The cost of permanent or cash value life insurance has long been an anathema with many financial advisors, who believe that permanent life is too expensive, and the cheaper term life is the way to go. This belief is captured in the popular saying: “buy term and invest the savings.” Another objection is that most people do not need any life insurance in later years as they would have accumulated enough assets to cover their financial needs, particularly because they have already fulfilled such obligations as paying off their mortgage and their children’s college. Accordingly, many advisors would not recommend permanent life insurance to their clients.

I do not think that this is a helpful approach to dealing with life insurance as I believe that clients need to understand the fundamental principles and the utility of term versus permanent life. 

I believe that people need both kinds of insurance, oftentimes simultaneously.

My view is that term life is protection against premature death, while permanent life is protection against mature death when people in advanced age may encounter unexpected financial calamities, such as the loss of life savings due to market conditions, or exorbitant medical bills caused by health conditions that were never anticipated.
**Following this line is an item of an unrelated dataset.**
PR #318, opened 2016-12-12
Tweaks to play nice with jlab

almarklein:


alexveden:
Just wondering, are these changes compatible with vanilla Jupyter notebooks?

Given the recent incidents of wild fire on the west coast, and hurricane and flooding on the east coast, we must also be cognizant that our life savings may be vulnerable to natural disasters that may not be fully covered by other types of insurance. In such events, a permanent life policy with sufficient cash value would provide an invaluable reserve to help manage any number of financial disasters that we have no control over. 

The Cost Of Term Life

It is true that term life is very cheap. It is best for young people when they need maximum protection for their family at low cost due to their limited resources. Term life is cheap because it is only temporary protection for 10, 20 or 30 years, and few people actually claim the death benefit. It has been estimated that only 1 percent - 3 percent of term life policies result in a claim. Essentially, one would pay premium on a policy for years until it expires without getting any benefit in return.

Conversely, a permanent life policy covers a lifetime, which can mean 100 or more in years. It is more expensive because it offers seven times (70 years) more in coverage than a 10-year term life, and more than two times in coverage than a 30-year term policy, assuming that the policy begins at age 30. The problem is that a term life policy for 70 years does not exist. 

What exists is that if clients in good health want an additional 30-year term life policy at age 60, it would not be available at any cost. They may get a 20-year policy for $6,057 per year for a $1 million death benefit for a man, and $3,639 for a woman, or a 25-year policy for $9,980 for a man and $6,384 for a woman.

Here is a real life illustration. A recent client of mine, who is now 74, had a triple heart bypass in his 50s, and has been in good health since. At 64, he took out a 20-year term policy for $100,000 that costs $3,233 per year. However, the premium schedule for the policy indicates that by age 79, his premium will increase to $42,920 a year, and by age 84, which is the end of the 20-year term, the premium will skyrocket to $61,955 per year.